CIP demonstrates potent inhibition on Babesia spp..
(A) and (B) Dose-dependent growth curve of CIP on B. bovis and B. gibsoni in vitro. Each value represents the mean ± standard deviation (SD) of three independent experiments carried out in triplicate. IC₅₀: the half maximal inhibitory concentration. (C) Inhibitory effects of CIP and atovaquone (ATO) plus azithromycin (AZI) on the proliferation of B. microti in BALB/c mice. (D) Hematocrit (HCT) values in mice treated with CIP or ATO plus AZI compared with vehicle-treated mice. (E) Inhibitory effects of CIP and ATO plus AZI on the proliferation of B. rodhaini in BALB/c mice. (F) Survival rates of CIP-treated, ATO plus AZI-treated, and vehicle-treated mice. The treatment time is shown by two-way arrows, and significant differences (P < 0.01) between the drug-treated groups and the vehicle-treated control group are indicated by asterisks. The data from one of six individual experiments are expressed as means ± SD. *, P ˂ 0.05; **, P ˂ 0.01.
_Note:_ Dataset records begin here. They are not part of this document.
PR #1079, opened 2026-07-28
🎯 The selection ring is drawn above the note, so selecting one shows something (#1077)

MrityunjayBhardwaj:
Selecting a note in the piano roll showed nothing. The ring was there in the DOM the whole time — it was painted underneath the note.

### The defect

The ring is an inset `box-shadow` on the cell button. CSS paints an inset shadow with the element's background, so every child paints above it. That cost nothing while the note **was** the background; #1076 moved the note into a `<span data-roll-fill>` so a fractional note could occupy part of its column, and the fill is opaque and covers the whole column for an ordinary note.

So `data-roll-selected="true"` was set, the computed `box-shadow` was correct, the gesture worked — and the user saw nothing. A selected **empty** cell was never affected, because there is no note to cover its ring.

### Measured, against a real base arm

Near-white pixels in one cell's 2px inner frame, 4× device scale, driving the real app. The base arm is the previous commit's committed `dist`, checked out and served — not a reconstruction.

| arm | pre-#1076 | shipped `27146b55` | this branch |
|---|---|---|---|
| selected cell **with a note** | 424 / 2300 | **0 / 2300** | 403 / 2300 |
| selected cell, **empty** (control) | 424 / 2300 | 424 / 2300 | 392 / 2300 |
| note cell, not selected (control) | 0 / 2300 | 0 / 2300 | 0 / 2300 |

Both controls are flat across the regression, so the note fill is the whole difference. The ring now sits a pixel further in (it is inset by the border rather than drawn in the border box), which is the small drop from 424.

### The fix

The ring moves off the button's style and becomes the cell's **last child** — an inset-shadow overlay. Paint order inside a cell is DOM order, so being last is what keeps it above the note, and it frames whatever is underneath — note, name, resize handle or bare cell — without having to know which.

### The playhead needed nothing, and that was checked rather than assumed

#1076 claimed both the playhead border and the selection ring stay at full strength. The playhead half holds, and for a real reason: it is a `border`, painted in the border box, while the fill is absolutely positioned against the padding box. With the transport running — 77.4% white frame pixels on a playing cell holding a note, 77.6% on a playing empty cell.

### The gate

`piano-roll-selection-ring.spec.ts` compares a cell against **itself**, selected and not, so it needs no reference image and no image library. It asks about pixels deliberately: every existing assertion about the ring asks the DOM, and `data-roll-selected` was true throughout the regression.

Three tests, one claim each — a failing assertion ends the test, so a second assertion after it is evidence for nothing. **Proven by breaking it**: with the fix reverted, the appearance test and the paint-order test both go red by name, and the empty-cell control stays green. That control is the arm showing the harness can see a ring at all; if it ever fails alongside the others, the harness is broken rather than the ring.

### Gates

editor **3079**/213 · parity-corpus **369**/28 · app **975**/73 · tsc **62**/**1** · piano-roll + note-length + copy-paste + sequencer browser **46/46** serial, including all 23 roll gesture tests.

Note geometry re-observed on the built app after the change and identical on every fixture — control melody, held note, chord, the fractional fixture, black keys, velocity colour mode. The overlay renders only when a cell is selected, so nothing else could move.

### Not in this PR

#1078 — the same root showing up elsewhere: on a note that does not fill its column, the note **name** and the **resize handle** are still positioned against the cell, so they end up off the bar. 12 and 18 notes respectively, over the same 4 minis. It carries a design question about how small a resize handle may get before it is unaimable, which is why it is not bundled here.

Found while testing the roll after #1076 — the 26/26 that shipped with it asserted round-trips and gestures, which is behaviour, and the change was about paint.

Closes #1077.


MrityunjayBhardwaj:
Self-review of the diff, after the PR was up:

- **Measured a proposed improvement and dropped it.** The overlay is laid out against the padding box, so the ring sits one pixel further in than the inset shadow it replaces (403 white frame pixels vs the original 424). Growing it by the border width to close that gap is the obvious move and is worse — at `inset: -1` the ring draws outside the cell and bleeds across the 1px lane gap, 2156 of 2300. Second commit records the number in the comment rather than changing the geometry.
- **Cost is zero per cell.** The overlay renders only for the one selected cell, so this adds no per-cell work to a surface where that has bitten before.
- **The fragile part is the part the gate asserts.** "Last child" is what keeps the ring above the note, and it stops being true the moment someone appends another child — which is why there is a test for the DOM position and not only for the appearance.
- **Checked the sibling surface rather than assuming.** The step grid draws a fill the same way, but its cell has no ring, name or handle to cover — the fill is its only child — so the class does not exist there today.
- **Gap found, filed as #1080:** selection has no accessible signal at all. `data-roll-selected` and a ring are a data attribute and some pixels; `aria-current`/`aria-selected` appear nowhere in the panels. Pre-existing, and worth deciding alongside whatever role the grid should declare rather than bolting an attribute on here.

Still open from the same root: #1078 (the name and resize handle are cell-anchored, so they sit off a fractional note's bar).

Mutations in BgATP4 mediate CIP resistance.
(A-C) Representative sequencing chromatogram of wild-type and resistant parasites from CIP-treated B. gibsoni. The resistant parasite genomic DNA is extracted from blood samples after a 60 day-treatment. The BgATP4 gene was amplified and sequenced using the DNA. (D) Genes of high-frequency sequence variants detected by NGS. (E) Dose-dependent growth curve of BgATP4^WT, BgATP4^L921V, and BgATP4^L921I in vitro. Each value represents the mean ± standard deviation (SD) of three independent experiments carried out in triplicate.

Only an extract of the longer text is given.